[[ Exercise material, beginning ]]
PR #385, opened 2023-05-22
Clarifications to pattern selection

catamorphism:
* State up front that the catch-all key `*` is never passed to the implementation-defined key-comparison method
  * Clarify the relationship between selector length and key length
  * Clarify the type signature for `SortVariants`
  * Fix typo

### DIFF
--- a/spec/formatting.md
+++ b/spec/formatting.md
@@ -131,18 +131,22 @@ Finally, sort the list of variants `vars` and select the _pattern_:
          1. Let `ks` be the resolved value of `key`.
          1. Let `matchpref` be the integer position of `ks` in `matches`.
       1. Set the `tuple` integer value as `matchpref`.
-   1. Call the method SortVariants(`sortable`).
+   1. Set `sortable` to be `SortVariants(sortable)`.
    1. Set `i` to be `i` - 1.
 1. Let `var` be the _variant_ element of the first element of `sortable`.
 1. Select the _pattern_ of `var`.
 
-The method SortVariants is determined by the implementation.
-It takes as an argument a `sortable` list of (integer, _variant_) tuples,
-which it modifies in place using some stable sorting algorithm.
-The method does not return a value: `sortable` is its out-parameter.
-The list is sorted according to the tuple's first integer element,
-such that a lower number is sorted before a higher one,
-and entries that have the same number retain their order.
+`SortVariants` is a method whose single argument is
+a list of (integer, _variant_) tuples.
+It returns a list of (integer, _variant_) tuples.
+Any implementation of `SortVariants` is acceptable
+as long as it satisfies the following requirements:
+1. Let `sortable` be an arbitrary list of (integer, _variant_) tuples.
+1. Let `sorted` be `SortVariants(sortable)`.
+1. `sorted` is the result of sorting `sortable` using the following comparator:
+    1. `(i1, v1)` <= `(i2, v2)` if and only if `i1 <= i2`.
+1. The sort is stable (pairs of tuples from `sortable` that are equal
+   in their first element have the same relative order in `sorted`).
 
 ### Examples
 
--- a/spec/formatting.md
+++ b/spec/formatting.md
@@ -27,11 +27,14 @@ the _pattern_ of one of the _variants_ must be selected for formatting.
 When a message has a single _selector_,
 an implementation-defined method compares each key to the _selector_
 and determines which of the keys match, and in what order of preference.
-A catch-all key will always match, but is always the least preferred choice.
-During selection, the _variant_ with the best-matching key is selected.
+The list of keys passed to this implementation-defined method
+does not include the catch-all key `*`.
+The formatter treats the catch-all key `*`
+as a match for any _selector_,
+but with the lowest possible preference.
 
 In a message with more than one _selector_,
-each _variant_ also has a corresponding number of keys.
+the number of keys in each _variant_ equals the number of _selectors_.
 These correspond to _selectors_ by position.
 The same implementation-defined method as above is used to compare
 the corresponding key of each _variant_ to its _selector_,
@@ -134,7 +137,7 @@ Finally, sort the list of variants `vars` and select the _pattern_:
 The method SortVariants is determined by the implementation.
 It takes as an argument a `sortable` list of (integer, _variant_) tuples,
 which it modifies in place using some stable sorting algorithm.
-The method does not return anything.
+The method does not return a value: `sortable` is its out-parameter.
 The list is sorted according to the tuple's first integer element,
 such that a lower number is sorted before a higher one,
 and entries that have the same number retain their order.
@@ -221,7 +224,7 @@ when * * {Otherwise}
 Presuming a more powerful implementation which supports selection on numerical values,
 and provides a `:plural` function that matches keys by their exact value
 as well as their plural category (preferring the former, if possible),
-and an Enligh-language formatting context in which
+and an English-language formatting context in which
 the variable reference `$count` resolves to the number `1`,
 pattern selection proceeds as follows for this message:
 
--- a/spec/formatting.md
+++ b/spec/formatting.md
@@ -82,6 +82,7 @@ Next, using `res`, resolve the preferential order for all message keys:
    1. For each _variant_ `var` of the message:
       1. Let `key` be the `var` key at position `i`.
       1. If `key` is not the catch-all key `'*'`:
+         1. Assert that `key` is a _literal_.
          1. Let `ks` be the resolved value of `key`.
          1. Append `ks` as the last element of the list `keys`.
    1. Let `rv` be the resolved value at index `i` of `res`.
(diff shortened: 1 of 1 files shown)


eemeli (approved):

catamorphism:
As per #384 I added another commit that changes references to "decoding" keys to "resolving" them. I'm not sure if the text I added is clear enough, but am open to suggestions. (Also, maybe this should land after #382 does, since it now refers to the "Literal Resolution" section that isn't there yet.)

spec/formatting.md
```diff
@@ -77,7 +82,7 @@ Next, using `res`, resolve the preferential order for all message keys:
    1. For each _variant_ `var` of the message:
       1. Let `key` be the `var` key at position `i`.
       1. If `key` is not the catch-all key `'*'`:
-         1. Let `ks` be the decoded value of `key`.
+         1. Let `ks` be the resolved value of `key`.
```
eemeli, line 85:
```suggestion
         1. Assert that `key` is a _literal_.
         1. Let `ks` be the resolved value of `key`.
```

eemeli (commented):
The current proposal seems a bit cumbersome in how it explicitly links with references the method introduction, its body, and another named section of the spec. It might be easier to drop it and include assertions about `key` values in the method. The suggested change below could be prepended to all three instances, and the added lines 49-54 dropped.

eemeli (approved):

spec/formatting.md
```diff
@@ -27,11 +27,13 @@ the _pattern_ of one of the _variants_ must be selected for formatting.
 When a message has a single _selector_,
 an implementation-defined method compares each key to the _selector_
 and determines which of the keys match, and in what order of preference.
-A catch-all key will always match, but is always the least preferred choice.
-During selection, the _variant_ with the best-matching key is selected.
+The list of keys passed to this implementation-defined method
+does not include the catch-all key `*`.
+The catch-all key `*` is treated as a match for any _selector_,
+but with the lowest possible preference.
```
aphillips, line 33: Wait... why are we doing this? What is wrong with letting the "implementation-defined method" decide that the `*` key is the best match?

What you're requiring here is that the selector method return "no match" in order to reach `*` and that the higher-level caller of the "implementation-defined method" then choose the fallback vs. allowing the selector method to make that determination. We haven't discussed this previously, so I don't understand why we are changing this text.

spec/formatting.md
```diff
@@ -27,11 +27,13 @@ the _pattern_ of one of the _variants_ must be selected for formatting.
...
 
 In a message with more than one _selector_,
-each _variant_ also has a corresponding number of keys.
+the number of keys in each _variant_ equals the number of _selectors_.
```
aphillips, line 36: use normative language


```suggestion
the number of keys in each _variant_ **_must_** equal the number of _selectors_.
```

spec/formatting.md
```diff
@@ -134,7 +139,7 @@ Finally, sort the list of variants `vars` and select the _pattern_:
 The method SortVariants is determined by the implementation.
 It takes as an argument a `sortable` list of (integer, _variant_) tuples,
 which it modifies in place using some stable sorting algorithm.
-The method does not return anything.
+The method does not return a value: `sortable` is its out-parameter.
```
aphillips, line 142: "out-parameter"?

I actually find this a bit odd or maybe constraining. This defines a method whose output is a side-effect on the input value, which is unusual and it forbids writing a method with a signature like:

```java
public MessageKeyList sortVariants(final MessageKeyList input)
```

Why is it necessary for us to force this?

spec/formatting.md
```diff
@@ -221,7 +226,7 @@ when * * {Otherwise}
 Presuming a more powerful implementation which supports selection on numerical values,
 and provides a `:plural` function that matches keys by their exact value
 as well as their plural category (preferring the former, if possible),
-and an Enligh-language formatting context in which
+and an English-language formatting context in which
 the variable reference `$count` resolves to the number `1`,
 pattern selection proceeds as follows for this message:
```
aphillips, line 231: Good typo fix.

I find this example nearly impossible to read?

I don't agree with the idea of an "English-language formatting context". It should be in terms of a locale.

I'll come back an suggest an edit when I have a few more minutes.

aphillips (changes requested):

spec/formatting.md
eemeli: I don't think this is intended as a change to the selection method, but a clarification of what's already in the Resolve Preferences section below.

If you think that should be changed, that might be best discussed in a separate issue or PR.

spec/formatting.md
eemeli: This is intended as a convenience for keeping the method simple. Recall that the section includes this near the top:
> An implementation MAY use any pattern selection method, as long as its observable behaviour matches the results of the method defined here.

On the other hand, if the sense is that it would be easier to read if the implementation-defined method returned some value that was then re-assigned to `sortable`, that's certainly a possible change.

spec/formatting.md
catamorphism: @aphillips Yes, as Eemeli said, it's meant to be a clarification of what's already there. The existing definitions of "Resolve Preferences", "Filter Variants", and "Sort Variants" only pass literals to "the implementation-defined method". So the method can do whatever it wants if it's passed anything that's not a literal, such as `*`. Saying "The list of keys passed to this implementation-defined method does not include the catch-all key `*`" is another way of saying that these definitions don't rely on undefined behavior.

spec/formatting.md
catamorphism: @aphillips The way the algorithm is currently written, `sortable` has to change on each iteration of the `while` loop. However, I think I've found a way to leave it open whether `SortVariants` modifies the list in-place and returns the same list as its result, or returns a new list. Let me know what you think.

spec/formatting.md
catamorphism: The edit could maybe be a separate PR?

catamorphism:
I re-requested review from @aphillips to confirm that it's OK for me to resolve the 3 open conversations, and re-requested from @eemeli for the sorting change that I made in response to the suggestion from @aphillips ( https://github.com/unicode-org/message-format-wg/pull/385/commits/f08b9b60a94321d17fb82b8e16d7ae3b63ae770a ), which seems significant enough to merit another look.

spec/formatting.md
```diff
@@ -123,21 +127,26 @@ Finally, sort the list of variants `vars` and select the _pattern_:
       1. Let `matchpref` be an integer with the value `minpref`.
       1. Let `key` be the `tuple` _variant_ key at position `i`.
       1. If `key` is not the catch-all key `'*'`:
-         1. Let `ks` be the decoded value of `key`.
+         1. Assert that `key` is a _literal_.
+         1. Let `ks` be the resolved value of `key`.
          1. Let `matchpref` be the integer position of `ks` in `matches`.
       1. Set the `tuple` integer value as `matchpref`.
-   1. Call the method SortVariants(`sortable`).
+   1. Set `sortable` to be `SortVariants(sortable)`.
```
eemeli, line 134: Nitpicky, but let's be a bit more explicit here, and follow the same style of expression as on line 83.

```suggestion
   1. Set `sortable` to be the result of calling the method `SortVariants(sortable)`.
```

spec/formatting.md
```diff
@@ -123,21 +127,26 @@ Finally, sort the list of variants `vars` and select the _pattern_:
...
-The method does not return anything.
-The list is sorted according to the tuple's first integer element,
-such that a lower number is sorted before a higher one,
-and entries that have the same number retain their order.
+`SortVariants` is a method whose single argument is
+a list of (integer, _variant_) tuples.
+It returns a list of (integer, _variant_) tuples.
+Any implementation of `SortVariants` is acceptable
+as long as it satisfies the following requirements:
+1. Let `sortable` be an arbitrary list of (integer, _variant_) tuples.
```
eemeli, line 144:
```suggestion
as long as it satisfies the following requirements:

1. Let `sortable` be an arbitrary list of (integer, _variant_) tuples.
```

eemeli (approved):
It's still good. Two stylistic nitpicks inline.

spec/formatting.md
eemeli: @aphillips Would you prefer the current proposed change to be included or dropped from this PR? Getting this merged would make it easier for you to file a subsequent PR with your proposed rewrite.

spec/formatting.md
aphillips: Actually, on  second thought... it's a typo correct. Fix the typo. We'll address the text separately.

spec/formatting.md
aphillips: On the one hand, I would prefer not to merge non-consensus text wherever possible. But I agree that the lack of other reviewers leaves little evidence about whether this should or should not go.

Let's merge this. I will file my comments as a separate issue and create a PR with them once this is merged. Sound like a plan?

aphillips (approved):
As noted, I'm not keen on the current structure of the text, but the changes here make the *existing* text consistent with the changes to the ABNF. Let's put this in and sort out my concerns separately.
[[ Exercise material, end ]]
| What the task requires |
Only one number is wanted: how many lines of the data above include the word "preferential".

| The answer |
2